PR #6134, opened 2020-09-24
Add [training.before_to_disk] callback

ines:
## Description

Optional function called on the `nlp` object before it's saved to disk during/after training and can return a modified version. Can be used to implement all kinds of things, including cleaning up the config.

## Checklist

### DIFF
--- a/spacy/errors.py
+++ b/spacy/errors.py
@@ -480,6 +480,9 @@ class Errors:
     E201 = ("Span index out of range.")
 
     # TODO: fix numbering after merging develop into master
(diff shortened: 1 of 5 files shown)


spacy/errors.py
```diff
@@ -480,6 +480,9 @@ class Errors:
     E201 = ("Span index out of range.")
 
     # TODO: fix numbering after merging develop into master
+    E914 = ("Executing {name} callback failed. Expected the function to "
+            "returnthe nlp object but got: {value}. Maybe you forgot to return "
```
svlandeg, line 484: typo "returnthe"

◆ ◆ ◆ ◆ ◆

(Your goal): Would you show every line in the data above that contains the string "returnthe"?

(Completed task):
+            "returnthe nlp object but got: {value}. Maybe you forgot to return "
svlandeg, line 484: typo "returnthe"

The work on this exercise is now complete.